Male speaker interviewed by Jürgen Eichhoff, September 1968, Mequon, Ozaukee Co.

At one time, many Wisconsinites of German descent were trilingual, speaking a German dialect, High (standard) German, and English. German was for generations the most popular foreign language in schools, and was even used as the medium of instruction in both parochial and public elementary, secondary, and post-secondary institutions. In 1863, the German-medium Lutheran seminary referred to in this interview, Northwestern College, was founded in Watertown, WI. In the early twentieth century, partly due to nativist political pressures, but mainly because of language shift among German-Americans, English soon supplanted German in Wisconsin classrooms (including at Northwestern, which merged in 1993 with Dr. Martin Luther College in New Ulm, MN). However, German is still used occasionally as a language of worship, mainly in Lutheran congregations in rural Wisconsin.
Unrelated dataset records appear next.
Issue #23259, opened 2024-05-22
[rom_ext] Prevent incorrect MinimumSecurityVersion BootSvc call


jettr:
### Description

If ROM_EXT receives a SetMinimumSecurityVersion boot services message for a value that is higher than the actively running owner firmware image (e.g. `coalesce (nextBootSlot, primaryBootSlot)`), then the request should be ignored. This prevents help prevent a denial of service attack with minimum security version.

PR #23267, opened 2024-05-22
[rom_ext_e2e] Test the `MinBl0SecVer` request

cfrantz:
1. Verify the manifests of both slots to determine a maximum `min_sec_ver`.  We prevent advancing the `min_sec_ver` beyond the value associated with any valid firmware in flash.
2. Test the `MinBl0SecVer` request by advancing the minimum security version forward.  Attempt to go beyond the maximum allowed value and confirm that the request is rejected.  Attempt to go backwards and confirm that the request is rejected.

This addresses #23259.

### DIFF
--- a/sw/device/silicon_creator/rom_ext/rom_ext.c
+++ b/sw/device/silicon_creator/rom_ext/rom_ext.c
@@ -621,33 +621,48 @@ static rom_error_t boot_svc_min_sec_ver_handler(boot_svc_msg_t *boot_svc_msg,
   const uint32_t current_min_sec_ver = boot_data->min_security_version_bl0;
   const uint32_t requested_min_sec_ver =
       boot_svc_msg->next_boot_bl0_slot_req.next_bl0_slot;
-  const uint32_t diff = requested_min_sec_ver - current_min_sec_ver;
 
   // Ensure the requested minimum security version isn't lower than the current
   // minimum security version.
   if (launder32(requested_min_sec_ver) > current_min_sec_ver) {
     HARDENED_CHECK_GT(requested_min_sec_ver, current_min_sec_ver);
-    HARDENED_CHECK_LT(diff, requested_min_sec_ver);
+    uint32_t max_sec_ver = current_min_sec_ver;
 
-    // Update boot data to the requested minimum BL0 security version.
-    boot_data->min_security_version_bl0 = requested_min_sec_ver;
+    // Check the two flash slots for valid manifests and determine the maximum
+    // value of the new minimum_security_version.  This prevents a malicious
+    // MinBl0SecVer request from making the chip un-bootable.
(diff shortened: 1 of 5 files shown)


jettr (commented):
It is possible in our owner firmware for the FW update flow to put a  manifest in the other slot that is self consistent, but does not have a valid signature for the rest  of the data (our owner firmware does not validate the RSA signature when we are putting the fw image in the inactive slot -- we depends on ROM_EXT to perform that check).

If an attacker were to create a well formed manifest with a very high min security version, then call minsecurity version, the DoS attack still succeeds. The inactive slot isn't bootable since there isn't a valid RSA signature and now the previously active slot can't boot because the min security version is too high. Thoughts?

cfrantz:
> If an attacker were to create a well formed manifest with a very high min security version, then call minsecurity version, the DoS attack still succeeds. The inactive slot isn't bootable since there isn't a valid RSA signature and now the previously active slot can't boot because the min security version is too high. Thoughts?

The `boot_svc_min_sec_ver_handler` checks the signature on both slots and picks the maximum allowable security version only from slots that pass sigverify.  Malformed images are disqualified and do not influence the maximum.

jettr (approved):
> The `boot_svc_min_sec_ver_handler` checks the signature on both slots and picks the maximum allowable security version only from slots that pass sigverify. Malformed images are disqualified and do not influence the maximum.

I was trying to follow the code and I couldn't tell if it was just verifying the manifest layout or if is performed a full validation of each slot. So this boot command will take a few milliseconds to process then, which seem very reasonable.

moidx (approved):

sw/device/silicon_creator/rom_ext/rom_ext.c
```diff
@@ -621,33 +621,48 @@ static rom_error_t boot_svc_min_sec_ver_handler(boot_svc_msg_t *boot_svc_msg,
...
+    }
+    manifest = rom_ext_boot_policy_manifest_b_get();
+    error = rom_ext_verify(manifest, boot_data);
+    if (error == kErrorOk && manifest->security_version > max_sec_ver) {
+      max_sec_ver = manifest->security_version;
+    }
 
-    // Update boot data to the requested minimum BL0 security version.
-    boot_data->min_security_version_bl0 = requested_min_sec_ver;
+    if (requested_min_sec_ver <= max_sec_ver) {
```
moidx, line 645: Something we can consider from a hardening perspective is whether it makes sense to add a crc over all the boot services commands. This is to avoid a fault being able to modify command parameters. 

We should review if this is something needed on a case by case basis.

jettr: All Boot Service commands actually do have a "CRC" in the form of SHA256 digest: https://github.com/lowRISC/opentitan/blob/master/sw/device/silicon_creator/lib/boot_svc/boot_svc_header.h#L41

Dialect: Wisconsin High German, Wisconsin German Dialects

Location: Ozaukee, Wisconsin

Tell us please what you remember of your grandfather and what he did in Germany.

Well, about Germany we know very, very little. And of his relations, I think he was the only son. And he was educated in Germany, at the university, and so on, and then as a missionary he was sent to Africa. Among the blacks and the everyday people he was busy at the mission. And my father was also born there in Africa. When he was seven years old they came back to America and my grandfather was a pastor in several congregations in Wisconsin and he had terrible asthma, such that he gave up every now and then and returned to Germany. He thought that perhaps the ocean voyage might have been good for him. Or that he might have just been able to rest a bit. That helped somewhat, but not much and he ended up dying of asthma later. And my father was educated at the college in Watertown, that’s in Wisconsin here, and then he was a teacher in several places, and then he came to Milwaukee, where he was at St. John’s for 42 years as a school teacher and principal.